そこでは僕はその部屋の主のことなど忘れて何時間でも過ごせる気がした。

薄暗く、窓の外は白く曇ってカーテンがいつも4分の1に満たないくらい閉じていた。

僕には音の出し方のわからない電子ピアノと使い方のわからないパソコンとが玩具のように置かれていた。

壁にはポスター。
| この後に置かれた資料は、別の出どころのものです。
PR #463, opened 2022-07-28
Change link to ISO.org

### LINKED ISSUE #462: Link to ISO codes not helpful
The link for the explanation of ISO Codes despite refering to the ISO.org website is not really helpful as I brings you to a general overview where one has to identify the correct link for the list. It would be better to link directly to this list https://www.iso.org/obp/ui/#search or even make use of the wikipedia-entry https://en.wikipedia.org/wiki/List_of_ISO_3166_country_codes

Bildschirmfoto 2022-07-28 um 10 37 39

stkjj:
issue #462

### DIFF
--- a/inc/gui.class.php
+++ b/inc/gui.class.php
@@ -286,7 +286,7 @@ class Antispam_Bee_GUI extends Antispam_Bee {
 									$iso_codes_link = sprintf(
 										'<a href="%s" target="_blank" rel="noopener noreferrer">',
 										esc_url(
-											__( 'https://www.iso.org/iso/country_names_and_code_elements', 'antispam-bee' ),
+											__( 'https://www.iso.org/obp/ui/#search', 'antispam-bee' ),
 											'https'
 										)
 									);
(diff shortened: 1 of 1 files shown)


inc/gui.class.php
```diff
@@ -286,7 +286,7 @@ public static function options_page() { ?>
 									$iso_codes_link = sprintf(
 										'<a href="%s" target="_blank" rel="noopener noreferrer">',
 										esc_url(
-											__( 'https://www.iso.org/iso/country_names_and_code_elements', 'antispam-bee' ),
+											__( 'https://www.iso.org/obp/ui/#search', 'antispam-bee' ),
```
stklcode, line 289: The proposed link leads to the empty search page when opened outside an existing session and is not really helpful in this case.

Guess the intention was https://www.iso.org/obp/ui/#search/code/
(also see https://github.com/pluginkollektiv/antispam-bee/issues/462#issuecomment-1296804571 for discussion)

stklcode (changes requested):

stklcode (approved):

florianbrinkmann (approved):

そして彼の描いたクレヨン描きのハガキ大の絵。


そこで僕は彼女の長い髪を思い出す。

ジーンズから覗く肉づきの良い腰を思い出す。

煙草、

ほんの少しだけ良い匂いがした。

彼女の黒い、人形のような瞳。



彼は弱い匂いがした。

茶色い髪と猫のように笑う目。

挑戦に切なく負ける気弱な決意のような。


それでいていつか彼は僕を打ちのめす匂いがした。

あっけないほど、

 彼は

僕の前から唐突に消える。






↑ゆっくりと、眠たげに。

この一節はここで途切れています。